Not long after I bought a new seatbag some chump stole it and broke the clip that holds the taillight in the slide mount doing so. Doh! So to prevent vertical movement I threaded that little hole on the taillight and with epoxy secured a little 8x32 screw and mounted a o-ring to the bracket with a small wire-tie. 
The whole thing sounds fancier than it really is but it's solid. If you want I guess I can take a picture.


----------



## batvette (Dec 10, 2006)

Actually you can see it on my profile photo, that would be right before the bag got ripped off but you get the idea. The little clip preventing vertical movement is weak. 
I put the new seat bag on by sewing button and carpet thread all over, it ain't coming off.


----------



## greenLED (Jan 9, 2007)

chrism said:


> For those in the UK, http://www.chainreactioncycles.com/Models.aspx?ModelID=16534 looks exactly the same as a Planet Bike Superflash (could somebody who has actually got one confirm my feelings?)

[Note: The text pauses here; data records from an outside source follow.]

PR #17, opened 2016-03-08
Adding prose doc that walks through using MessageQueue.

gtaylor:
This could probably still use some polishing, but I figured I'd toss this up here as a start. This seemed like a neat little convenience class that I could see myself using in the future, and I love having examples with supporting prose for when I inevitably forget how something works.

Also: First fork! :cake: :pizza: :tada:


spladug:
This is super cool! Thank you for writing these docs up. I've been thinking of moving the docs more towards how the Python stdlib docs work: prose mixed with full API documentation. What do you think of merging these examples/notes into the lead-in section of `api/baseplate/message_queue.rst` and still linking it from index? Also, it'd be nice to have the code samples tested with doctest so they can't silently bitrot.

gtaylor:
Hello @spladug!

I can probably find the time to make these changes sometime in the next two nights. If you get ambitious and just want to get it out of the way, let me know if you start so I don't duplicate your effort.

Thanks for the quick review!

gtaylor:
I moved these to the API docs as suggested. Initially, I replaced the link to the old prose-only docs with the API docs, but the title of the article is "baseplate.message_queue", which looked pretty weird on the index. We can rename the article, but then it looks out of place in the API reference index.

Unless there's a way to override the name within a toctree that I don't know about. That would definitely solve this.

doctests are in as well.

Once this is in good shape, I can rebase/squash it before merge so we don't junk up your pretty git history.

spladug:
This looks great, thanks! I'll merge tomorrow and get cracking soon on narrativizing the rest of the docs.

spladug:
that^ is a :fish: btw (making it explicit to clean up my [review dashboard](https://github.com/reddit/reddit/wiki/The-Code-Salon))

gtaylor:
:dolphin: looking forward to it!

spladug:
Merged as 0083efbeed2d5c5fb720602c72d4922941b71a72. Thanks!

PR #20, opened 2016-03-27
Documentation restructuring and cleanup

### LINKED ISSUE #16: Document or include Sphinx requirements
I needed to install the following to get the docs to build locally:

* sphinx
* sphinxcontrib-spelling
* pyenchant

I have traditionally followed the `docs-requirements.txt`/`dev-requirements.txt` pattern for stuff like this, but didn't want to presume this is where you were heading with a premature PR.

I can toss a PR over the fence if you let me know how you'd like to handle it (or not handle it).

Looking good so far!

spladug:
This is a bunch of restructuring and (hopefully) improvements to the docs. I've also got a shiny little favicon now!

For easier reading, I've uploaded the docs in their new form to S3: http://spladug.s3.amazonaws.com/baseplate/index.html

cc: @gtaylor (fixes #16 and does what we talked about in #17)


gtaylor:
I'll have play with some of these other modules enough to comment intelligently on them, but this is starting to look very nice.

docs/baseplate/core.rst
```diff
@@ -1,19 +1,62 @@
...
+
+       ... snip ...
 
-The heart of Baseplate is its diagnostics system.
+When a request is made which routes to the ``do_something`` handler, a
+:py:class:`~baseplate.core.RootSpan` is automatically created. If the incoming
+request has trace headers, the root span will be identical to the child span in
+the upstream service. When we call ``request.some_redis_client.ping()`` in the
+handler, Baseplate will create a child :py:class:`~baseplate.core.Span` object
+to represent the time taken talking to redis.
```
dellis23: Nice!  Definitely getting a better grasp of it now.

While I think I get the gist of most of this, what does it mean for a Span object to be created?  Sure, it represents some time taken, but what does it do?  Is that Span object then processed in some way later?  Does it automatically perform some action when it's created?  Or does it just keep the information there to be accessed later?

I see below you say the span nonsense means baseplate automatically sends metrics based on them.  Is this through the observers?

It's getting much clearer! :-)  All of this might be explained below, but since you're adding an explanation here, it feels *almost* complete for a high-level overview.

dellis23:
:nail_care: Cool!  Thanks for doing this.

docs/baseplate/core.rst
spladug: thanks for the feedback. i've updated the following paragraph, lemme know what you think.

spladug:
:haircut:

dellis23:
:fish: Awesome, thanks!

spladug:
Merged as f5dd8522c609d8628ca90fedf5cd8b2ce67fe9be...ac3e4b19893d918fb23e6fff715cb5dc6529e532

docs will always be improving, so please feel free to comment if anything continue to be confusing.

The PB version has white battery case, but other than that, it looks exactly the same (even the specs, etc.)


----------



## California L33 (Jul 30, 2005)

greenLED said:


> California 33, I totally agree that the Dinotte is top of the line. For my current situation, I simply can't justify the purchase. Maybe later on when I'm more seriously into riding, as I tend to accumulate better and better tools whenever I get into a hobby.
> 
> From the video Speeddub.Nate posted makes it look like the LD1000 is almost as bright as the Superflash. I think that's an effect of the camera sensor becoming saturated and the angle the shot was taken from, though. If you took a video of the light from both lights being projected onto a wall I'm sure you'd see something entirely different (and I mention this from having taken beamshots of 5mm LED's vs Luxeon's, etc.). Or it could be that the LD1000 I saw indeed had low batts, as onyourbike suggests - I did not ask about that while at the store.
> 
> ...


 I finally got some pictures taken of the various serious taillights I have. The Dakar has an LD1000 attached to its seat post. Not mounted to it, but just sitting on its seat is my home brew 1W red LED light made from a mag lite. On the road bike next to it is the DiNotte. The pics aren't perfect. The 1W and DiNotte are clearly overloading the camera sensor even in broad daylight with the camera stopped down. They produce intense red light, but they show up as nearly white.

A few things to note-

1) The DiNotte is always at a greater angle than the others. There's no straight on back view of it because it's just not needed. You can see its field of coverage by looking at the road bike's tire. That red is DiNotte spill- yes, it's illuminating a black tire in full sun.

2) Note how quickly the LD 1000s light drops off as the angle changes. When you get around 5 degrees off center from it it's already pretty bad.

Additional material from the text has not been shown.